Celebrating Michael Falzon
It is always an honour and a privilege to act as a celebrant for a funeral of a person, but when that person is a friend that you cared for it becomes especially meaningful.
This month I was asked by my beautiful friend Jane Cho to officiate at her husband, Michael Falzon’s funeral festival, beginning with a two-hour musical memorial concert, followed by a committal ceremony at the crematorium chapel afterward. A few days later, once Michael’s ashes had been picked up, a small group of family and close friends gathered at Dennarque Estate, Mount Wilson for a deeply moving tree-planting ceremony where his ashes were laid to rest under the roots of a young black walnut tree .
This was a funeral process unlike any other I had experienced in my time as a registered celebrant so far. It wasn’t a rushed-through affair by any means, if anything the process was valued and appreciated, even savoured and cherished.
We were all lucky to have Victoria Spence from Life Rites as our facilitator (funeral director) because she underscored the whole process with so much consciousness and reverence.
In our society we don’t handle death very well. Mostly, we rush the whole process because it makes a lot of us uncomfortable. Nobody talks about it. It is still very much taboo in our society and is not a subject that people acknowledge let alone talk about easily.
It’s strange, unfamiliar territory – yet it is something that happens to all of us and most everything that is part of nature.The great lesson of life – that it must end.
It was inspiring to see that Jane made a conscious decision to take more time to process Michael’s death and plan his memorial and farewell really well, and in a way she felt Michael would have approved of.
From the beginning of this bittersweet journey, Jane spent many hours with Michael at the hospital and funeral home after he died.
She had never imagined that when Victoria asked her if she’d like to dress Michael before he was placed in his coffin, that she would say yes. She spent time with him and with a friend’s help, they dressed him in the tuxedo he wore when Jane married him.
Three of Michael’s best mates and fellow performers joined them when he was dressed to oversee the finishing touches – his tie and cufflinks – something the guys all did for each other before going onstage.

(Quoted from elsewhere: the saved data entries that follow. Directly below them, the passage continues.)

PR #96, opened 2020-06-06
chore(membrane): test for ownKeys trap

dejang:
A test to expose current error in the membrane 

`Object.getOwnPropertySymbols` and  `getOwnPropertyNames` in a cross-environment situation ends up throwing `TypeError: 'ownKeys' on proxy: trap result did not include 'arguments'`

PR #98, opened 2020-06-07
fix: ownKeys trap for classes and strict mode functions

jdalton:
This PR addresses #96 and avoids ownKeys trap invariant errors for classes and strict mode functions.

### DIFF
--- a/src/blue.ts
+++ b/src/blue.ts
@@ -63,7 +63,7 @@ function createBlueShadowTarget(target: BlueProxyTarget): BlueShadowTarget {
             shadowTarget = 'prototype' in target ? function () {} : () => {};
         } catch {
             // target is a revoked proxy
-            shadowTarget = () => {};
+            shadowTarget = function () {};
         }
         // This is only really needed for debugging, it helps to identify the proxy by name
         renameFunction(target as (...args: any[]) => any, shadowTarget as (...args: any[]) => any);
--- a/src/red.ts
+++ b/src/red.ts
@@ -51,8 +51,6 @@ export interface MarshalHooks {
 }
 
 export const serializedRedEnvSourceText = (function redEnvFactory(blueEnv: MembraneBroker, hooks: MarshalHooks) {
-    'use strict';
-
     const LockerLiveValueMarkerSymbol = Symbol.for('@@lockerLiveValue');
     const { blueMap, distortionMap } = blueEnv;
     const { apply: blueApplyHook, construct: blueConstructHook } = hooks;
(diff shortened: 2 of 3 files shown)


src/blue.ts
```diff
@@ -60,10 +60,16 @@ function createBlueShadowTarget(target: BlueProxyTarget): BlueShadowTarget {
...
+                shadowTarget = hasOwnProperty(target, 'arguments')
+                    ? function () {}
+                    : function () {'use strict';};
+            } else {
+                shadowTarget = () => {};
+            }
         } catch {
             // target is a revoked proxy
-            shadowTarget = () => {};
+            shadowTarget = function () {'use strict';};
```
jdalton, line 72: I switched to a strict mode function so that it at least has a prototype property

src/blue.ts
```diff
@@ -60,10 +60,16 @@ function createBlueShadowTarget(target: BlueProxyTarget): BlueShadowTarget {
     if (isFunction(target)) {
         // this new shadow target function is never invoked just needed to anchor the realm
         try {
-            shadowTarget = 'prototype' in target ? function () {} : () => {};
+            if ('prototype' in target) {
+                shadowTarget = hasOwnProperty(target, 'arguments')
+                    ? function () {}
```
caridy, line 65: if this library is written as a module... how come this line will ever be different to the next one? both functions will be strict IMO.

caridy: I believe what we want is to always produce a strict function as a shadow target, and I believe that was implicit based on the assumption that we are running in strict mode anyways.

jdalton: The issue we ran into was that classes or strict mode functions didn't align with the shadow target which used to be a sloppy function (assuming our secure environment isn't bundled as strict)

jdalton: So the inference here is to check for a sloppy function and provide a sloppy target else a strict function

src/red.ts
```diff
@@ -697,4 +696,9 @@ export const serializedRedEnvSourceText = (function redEnvFactory(blueEnv: Membr
...
     return getRedValue;
 
-}).toString();
\ No newline at end of file
+})
+.toString()
+// We cannot have 'use strict' directly in `redEnvFactory()` because bundlers and
+// minifiers may strip the directive. So, we inject 'use strict' after the function
+// is coerced to a string.
+.replace('{', `{\n'use strict'`);
```
jdalton, line 704: @caridy This was the source of sloppy-ness. Rollup removed the `'use strict'` directive from the source.

manuel-jasso: Oh wow! Is this something you discovered? I tried to find documentation abut this behavior, but nothing too clear, do you have any? Just to know...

Jane said this experience was a life-changing moment and has helped her begin to process this transition in life.
You see, the process of crafting the funeral ceremony, how you’re going to pay tribute to your loved one and how you say goodbye, is only one part of the process. The other vital part or function of the process and ceremony is to lay the groundwork from which our lives continue on – after we lay our loved one to rest. How we all need to transform our reality and go on living without this special person in our lives. This cannot and should not be rushed – in honour of the person who has died, and also in honour of those that go on living.
Michael’s ashes were placed inside what’s called a Living Urn or Bio Urn which is housed inside a natural bamboo shell. Within it is a special ash agent that creates the perfect balanced growing environment for the tree to thrive with Michael’s ashes. Michael cared very much for our natural environment so I’m sure he’d be pleased that the Living Urn is made of only the highest quality eco-friendly materials and components. It’s 100% natural and biodegradable, made from recycled plant-derived materials using only water, heat pressure and is completely free from anything toxic. He will become one with this tree.

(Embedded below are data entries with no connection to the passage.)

PR #99, opened 2020-06-09
chore(membrane): Test for super.value writes

jdalton:
Revision of #97.


jdalton:
While investigating this test case we found that Locker v1 had invalid `super` tests. So instead we are adding tests to confirm the correct behavior. These tests pass.

PR #101, opened 2020-06-16
test: Added test for promises to be settled

manuel-jasso:
Adding tests for promises to be settled.

Note: the test fails in Firefox but passes in Chrome, not sure why.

Michael’s ashes were laid to rest and we planted new life, a living tree tribute that will grow and thrive in his honour. Jane chose a black walnut tree as a symbol of longevity, tranquillity and life itself, as it will benefit the earth. It will produce shade for anyone who takes rest beneath its branches, it will provide shelter and food for many birds and animals and add so much beauty to the garden of Dennarque Estate. Its leaves turn bright yellow in Autumn (Michael’s favourite colour) and it is a real statement tree, loud and full of character, which Jane felt was quite fitting.
Michael will be a part of the misty mountains, witnessing daybreak, the buzzing bees and birdsong, the settling of dusk and the rise of the moon, the stars twinkling at night, the breezes will blow through his walnut tree’s branches, and he will be one with the rhythm of life…….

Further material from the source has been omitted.